My husband talks about this female friend often and they have frequent coffee meet-ups by themselves, never including myself or the woman's husband, who seems to play the cool-headed guy either because he is blind or because he loves her so much.
The woman is nine months pregnant (yes, her pregnancy occurred on a date close to my wedding day) and maybe my husband is in a silent crisis because of this. Is she his lover? Is he in limerence with her and grieving the new chapter in her life? Is the baby his (I doubt this because he has a fertility problem, but anything could happen)?
I was once married and believed I was never cheated on just because I never had an "evidence". Today I know I was cheated on because he even told me, I just didn't want to take him seriously. My point today is: I feel cheated on even if there is no evidence.
My current husband and this friend text a lot and have a separate life of their own. My husband talks about her even first thing in the morning, such as saying that he dreamt about her and that he wouldn't like to go somewhere lest she wouldn't like it. This is preposterous, yet it took me nine months to start birth control.
I started reading Not just friends and saw it is not for me because my marriage never was. I was defrauded into marrying. That book is for couples that loved each other and then got married. In my case, the man seems to have always loved the friend and just settled for me, even though he had the hard work to pursue me, reassure myself of his interest and so on. And I felt for it, even though something in my gut told me to leave a foot behind. Also, he was never really into sex with me. Now he has improved his sex skills as never before in the entire relationship and see this as despair. I see this as manipulation.
Well, I am trying to be on my feet to go for a second divorce. I wasn't discerning and maybe I should be on my own (for life, maybe).


----------



## snowbum (Dec 14, 2021)

Your marriage was based on a lie. Leave. Heal. And live your best life.


----------



## Julieee85 (3 mo ago)

snowbum said:


> Your marriage was based on a lie. Leave. Heal. And live your best life.
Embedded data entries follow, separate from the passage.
PR #3973, opened 2024-09-21
feat: add sort function to `vega-functions` (and `vega-interpreter`)

hydrosquall:
## Motivation

This PR tests a [fix](https://github.com/vega/vega/pull/3962#issuecomment-2362682733) for https://github.com/vega/vega/pull/3962 , with the goal of adding a `sort` function to the default set of Vega functions in the expression language.

## Changes

- Includes @domoritz and @joelostblom's doc and `vega-interpreter` commits from https://github.com/vega/vega/pull/3962, rebased against latest `main`
- Added + tests sort in `vega-functions`: https://github.com/vega/vega/pull/3973/commits/5e6190d84a0fb9aff2a33b0ca7658b5b5f4208b2#diff-328f6311e6ab7be84b1167d9ca245bea77f0ae6e078ffcd4b71bb7b2340e810b

## Testing

- This worked locally when using `yarn link vega`
- This is also working in the [Cloudflare preview](https://cameron-yick-sort-functions.vega-628.pages.dev/#/url/vega/N4IgJAzgxgFgpgWwIYgFwhgF0wBwqgegIDc4BzJAOjIEtMYBXAI0poHsDp5kTykSArJQBWENgDsQAGhBMkUANZkATmwbiAJmhAB3GHTjSQOJBo01xZNAJk6aG+mgBMABhkRMATwA2h9FDhvbyMNJEwUVABtUHEkBD8QMQZlAIB9FyNiJG8GOAg0aJAIkABBIyZnAA4AXwBdaqkYuITQ8PSjJJSEzrSMmUxlJHEIADM2ZQQC0C8cBLGJhm8UGTgADxxlbTFlTAAKSIByEYOpAAIDpBPzzCuDpgPagEojJHz0TDzMEDq69xoyWLeN6FWLxbSeVIeOA4TLZXLOFwNJpg9Dwf5YIwMHCtBJyTQQEwBXYaNjICy7A6eA6PSi+Sz0M4ARjOLkoAkepwAVKcIVCYb8QMhlApgciEkKRUYZgkPqsvu4vL4CiBZV9ajIRqpJqhQK1inr2g0QHBxFA2Bo-KAsTi0KARjQgraQFkcrilopvjILdBlDQcJh2JIdYl-oDtAAdFWfVCnSOnADUp12NAgADVsvZiWEGAhIpGPh5I09TgB+U6tHN5qOFkC1U4xyOR+MV3P5z5F55G1ZOiCh7LaOwOGBGBCLL6oVkCI2eHtQbIJGcamiBLTvT6eoreUNOl3w-wmj6bI1yCCBCyW51w8X2DRK6r3gXQeeikCghdSzyzbQ4NgWeUgEkySDXUwn1UD2iXFdtALf9tnHAZciNQZLAvPkez7YJ0F5D5+SNEwzAsKwJzZAUkFWPIpkSOclSwoxxmXcRxxAXwRn-FR7DQEZslPfo6Bo6t-wALwsC1uwnH4gA) 

Uses test spec JSON:

```
{
  "background": "white",
  "padding": 5,
  "width": 20,
  "style": "cell",
  "data": [
    {"name": "source_0", "values": [{"a": "A", "b": 28}]},
    {
      "name": "data_0",
      "source": "source_0",
      "transform": [
        {"type": "formula", "expr": "sort(['f', 'a', 't', 'b'])", "as": "test"}
      ]
    }
  ],
  "signals": [
    {"name": "y_step", "value": 20},
    {
      "name": "height",
      "update": "bandspace(domain('y').length, 1, 0.5) * y_step"
    }
  ],
  "marks": [
   
  ],
  "scales": [
    {
      "name": "y",
      "type": "point",
      "domain": {"data": "data_0", "field": "test", "sort": true},
      "range": {"step": {"signal": "y_step"}},
      "padding": 0.5
    }
  ],
  "axes": [
    {
      "scale": "y",
      "orient": "left",
      "grid": false,
      "title": "test",
      "zindex": 0
    }
  ]
}
```

### DIFF
--- a/package.json
+++ b/package.json
@@ -59,5 +59,8 @@
   "engines": {
     "node": ">=18.18.0"
   },
-  "packageManager": "yarn@1.22.19"
+  "packageManager": "yarn@1.22.19",
+  "volta": {
+    "node": "20.17.0"
+  }
 }
--- a/package.json
+++ b/package.json
@@ -59,8 +59,5 @@
   "engines": {
     "node": ">=18.18.0"
   },
-  "packageManager": "yarn@1.22.19",
-  "volta": {
-    "node": "20.17.0"
-  }
+  "packageManager": "yarn@1.22.19"
 }
--- a/docs/docs/expressions.md
+++ b/docs/docs/expressions.md
@@ -522,6 +522,10 @@ Returns an array containing an arithmetic sequence of numbers. If _step_ is omit
 <b>slice</b>(<i>array</i>, <i>start</i>[, <i>end</i>])<br/>
 Returns a section of _array_ between the _start_ and _end_ indices. If the _end_ argument is negative, it is treated as an offset from the end of the array (_length(array) + end_).
 
+<a name="sort" href="#sort">#</a>
+<b>sort</b>(<i>array</i>)<br/>
+Sorts the array in natural order using [ascending from Vega Utils](https://vega.github.io/vega/docs/api/util/#ascending).
+
 <a name="span" href="#span">#</a>
 <b>span</b>(<i>array</i>)<br/>
 Returns the span of _array_: the difference between the last and first elements, or _array[array.length-1] - array[0]_.
--- a/packages/vega-expression/README.md
+++ b/packages/vega-expression/README.md
@@ -128,6 +128,7 @@ This package provides the following constants and functions:
 - [`lastindexof`](https://vega.github.io/vega/docs/expressions/#lastindexof)
 - [`reverse`](https://vega.github.io/vega/docs/expressions/#reverse)
 - [`slice`](https://vega.github.io/vega/docs/expressions/#slice)
+- [`sort`](https://vega.github.io/vega/docs/expressions/#sort)
 
 **String Functions**
 
--- a/packages/vega-functions/index.js
+++ b/packages/vega-functions/index.js
@@ -65,7 +65,8 @@ export {
   lastindexof,
   replace,
   reverse,
-  slice
+  slice,
+  sort
 } from './src/functions/sequence';
 
 export {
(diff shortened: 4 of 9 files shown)


joelostblom:
This is great, thank you @hydrosquall !

One thing that I noticed is that when there is a mix of numbers and strings, it seems like this function sorts them as subarrays: first it sorts all the string until the first number, then all the numbers, then all the string after the last number:

image

I would expect the output to be `["0", "1", "2", "3", "4", "a", "b"]`. But to be honest, I don't think this is a show stopper; it would be rare that anyone passes in an array with mixed object types and it is easy to just pass in all strings instead.

hydrosquall:
Thanks for having a close look @joelostblom , it's cool to see how those subarrays are handled in Javascript sorting!

I'm not sure what to expect if we mix datatypes beyond the known sentinel values like `null` and `undefined`. The sorting would likely look strange if we mixed `boolean` and object ( `{name : "hello"}` ) values into the array too. I think the current behavior of not having sort coerce datatypes is preferred. If the user needed their `1` to be treated as strings they have the option of coercing them to strings before the sort, or vice versa (parsing string as int).

package.json
```diff
@@ -59,5 +59,8 @@
   "engines": {
     "node": ">=18.18.0"
   },
-  "packageManager": "yarn@1.22.19"
+  "packageManager": "yarn@1.22.19",
+  "volta": {
+    "node": "20.17.0"
+  }
```
domoritz, line 65: Let's not include this in this pull request. 
```suggestion
  "packageManager": "yarn@1.22.19"
```

domoritz (approved):
Thanks. Looks great.

joelostblom:
Thank you both!

package.json
hydrosquall: Oops thanks for tidying this for me. I need to figure out how to set node version for just this folder without modifying the package json.

PR #126, opened 2015-12-01
AjaxSpider's proxy didn't read ZAP's proxy configuration

micro-jumbo:
As a result AjaxSpider was always removing "Accept-Encoding" header and unzipping gziped content.


thc202:
Well, that is on purpose, AJAX Spider's proxies are not the same as ZAP's local proxy, so the configurations of one shouldn't affect the other (IMHO).
If that option is really needed it should be added to AJAX Spider options panel (and its proxies configured appropriately). Also, disabling the hypothetical new option has drawbacks (as pointed out in the ZAP's local proxy option [1]).

[1] https://github.com/zaproxy/zap-core-help/wiki/HelpUiDialogsOptionsLocalproxy#modifyremove-accept-encoding-request-header

thc202:
@micro-jumbo any comment(s) on the above?

kingthorin:
@micro-jumbo any feedback?

micro-jumbo:
You're right, the configurations should be separated. 
In my case I was testing a custom HTTP server which was behaving differently depending whether the compression was used or not - and it had a bug in implementation of HTTP. 
The question is if ZAP should be used for testing web servers or web applications only. 
IMHO it should test them both. 
"Accept-Encoding" is only one of headers that may have influence on server's response. Maybe it would be a good idea to add extra tab in ZAP's settings called "Custom HTTP headers" (or smth similar) to give possibility to specify headers that would be sent with every HTTP request?

kingthorin:
Well that can be done pretty easily with an http sender script. But I guess an options panel could also be added. @micro-jumbo mind opening an issue for that?

https://github.com/zaproxy/zaproxy/issues

Should this pull be closed?

thc202:
Agreed, an options panel might be better in the long run, unless using Zest scripts, which do not depend (directly) on ZAP's classes/code.

@micro-jumbo do you plan to update this pull request to add the option to AJAX Spider options panel? If not this can be closed.

kingthorin:
Close?

PR #131, opened 2015-12-02
Bug 2097 - WebSocket URL longer then 255 chars leads to multiple Exceptions

mz0:
URLs of length 288 caused Exceptions. 
I've upped VARCHAR maybe a bit too much to 2096 bytes. 
And added logging at debug level so next time one may find this problem without recompiling-rebuilding. Hmm, maybe I'd better print the limit in that debug message?

### DIFF
--- a/src/org/zaproxy/zap/extension/websocket/db/TableWebSocket.java
+++ b/src/org/zaproxy/zap/extension/websocket/db/TableWebSocket.java
@@ -583,6 +583,7 @@ public class TableWebSocket extends ParosAbstractTable {
 			
 					stmt.setString(1, channel.host);
 					stmt.setInt(2, channel.port);
+					logger.debug("url (length " + channel.url.length() + "):" + channel.url);
 					stmt.setString(3, channel.url);
 					stmt.setTimestamp(4, (channel.startTimestamp != null) ? new Timestamp(channel.startTimestamp) : null);
 					stmt.setTimestamp(5, (channel.endTimestamp != null) ? new Timestamp(channel.endTimestamp) : null);
--- a/src/org/zaproxy/zap/extension/websocket/db/TableWebSocket.java
+++ b/src/org/zaproxy/zap/extension/websocket/db/TableWebSocket.java
@@ -88,7 +88,7 @@ public class TableWebSocket extends ParosAbstractTable {
 								+ "channel_id BIGINT PRIMARY KEY,"
 								+ "host VARCHAR(255) NOT NULL,"
 								+ "port INTEGER NOT NULL,"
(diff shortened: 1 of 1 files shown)


kingthorin:
For my 2cents I'd suggest 8192 like here: https://github.com/zaproxy/zaproxy/blob/develop/src/db/zapdb.script#L53 and 
https://github.com/zaproxy/zaproxy/blob/2351f4cee9d4f142ef43f10949dfaeb403f904e7/src/org/parosproxy/paros/db/paros/ParosTableStructure.java#L73

mz0:
@kingthorin thanks for pointers. I'll up VARCHAR to 8192 and will try it live first. And I have a better idea for logging, and perhaps configuration.

src/org/zaproxy/zap/extension/websocket/db/TableWebSocket.java
```diff
@@ -583,6 +583,7 @@ public void insertOrUpdateChannel(WebSocketChannelDTO channel) throws DatabaseEx
 			
 					stmt.setString(1, channel.host);
 					stmt.setInt(2, channel.port);
+					logger.debug("url (length " + channel.url.length() + "):" + channel.url);
```
thc202: Consider checking if debug is enabled to avoid building the string when not needed (which is most of the cases, debug is not the default).

thc202:
I'd suggest using the same length as the URI field of the table HISTORY (which is "1048576") , if it's successfully persisted in core it would not fail in WebSockets add-on.

The issue number should be prefixed to refer zaproxy's issue (i.e. `zaproxy/zaproxy#2097`).

The changes can be done with just one commit.

src/org/zaproxy/zap/extension/websocket/db/TableWebSocket.java
mz0: I was concerned about log burden and wrapped it in logger.debug for this reason. Per [Log4J intro](http://logging.apache.org/log4j/1.2/manual.html): "When logging is turned off entirely or just for a set of levels, the cost of a log request consists of a method invocation plus an integer comparison." Does this address your concern?

thc202: Yes, if you are referring specifically to "To avoid the parameter construction cost write:" section.

mz0: Oh, I see your point.

mz0:
new pull request #137 : combined commit, ref. zaproxy/zaproxy#2097, VARCHAR(1048576), if (logger.isDebugEnabled()).

thc202:
Changes merged in #137.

Thank you, snowbum. It is so hard to come to this realization. It was all a lie covered up with flowers and a fancy ceremony. I never thought I would be one of those people who have expensive weddings because that is the best they know deep down they can do.
I take my share of guilt and even though I don't hate him for this, I know he was mean for going so far into convincing me he was in love. And even thought I was stupid, because he said those words so early. I didn't believe it, but willingly made a fool of myself.


----------



## snowbum (Dec 14, 2021)

Mistakes happen. Live and learn.


----------



## BeyondRepair007 (Nov 4, 2021)

Julieee85 said:


> Thank you, snowbum. It is so hard to come to this realization. It was all a lie covered up with flowers and a fancy ceremony. I never thought I would be one of those people who have expensive weddings because that is the best they know deep down they can do.
> I take my share of guilt and even though I don't hate him for this, I know he was mean for going so far into convincing me he was in love. And even thought I was stupid, because he said those words so early. I didn't believe it, but willingly made a fool of myself.


I'm sorry this happened to you. People get pulled into believing all sorts of things that we later wished we hadn't. We're all guilty of that.

But it's really good that you have decided to move on from this. Your husband made a terrible choice to chase a married woman to pursue and he will one day wish he had chosen differently.

Congratulations on your first steps toward happiness.


----------



## Jimi007 (6 mo ago)

When it's all over and done with , your divorce. You may want to contact her husband, and let him know of your suspicions. He should DNA test the new child. Just because your husband has reproductive issues doesn't mean it's not his child.
Best of luck moving forward. Jimi


----------



## Julieee85 (3 mo ago)

Jimi007 said:


> When it's all over and done with , your divorce. You may want to contact her husband, and let him know of your suspicions. He should DNA test the new child. Just because your husband has reproductive issues doesn't mean it's not his child.
> Best of luck moving forward. Jimi


Thank you, Jimi007
I tried to give her husband some hints of how strange things were. The fact that She asked another man to go with her pick a baby stroller to "his" baby? I just gave hin a hint, saying I thought she might have had a health emergency before he (the husband) got home from work.
What did I reap from that?
Last week I saw this husband in a party of mutual friends and at some point he and his wife (the cheater) were making remarks about super insecure and jealous people out of the blue. I caught the hint, but as things are going this man will take years to wake up. He is so in love with her. And so is my husband. :/ Two silly men. Played out by someone of dubious character, manipulative.


----------



## Gabriel (May 10, 2011)

You are awake, while this husband is asleep. Not your job to wake him up. Let them have their own love triangle while you bounce out.


----------



## Julieee85 (3 mo ago)

Gabriel said:


> You are awake, while this husband is asleep. Not your job to wake him up. Let them have their own love triangle while you bounce out.


You are right. I even took some advice from my father, going beyond my pride. My father, a 70 year-old, said: I wouldn't like to be around when this husband wakes up.


----------



## D0nnivain (Mar 13, 2021)

There are platonic friendships & then there is whatever your husband is doing. I have several male friends. I talk to them occasionally & never put them before my husband. They are not a threat to my marriage & every time I see them my husband is welcome. Many of them have become his friends too. 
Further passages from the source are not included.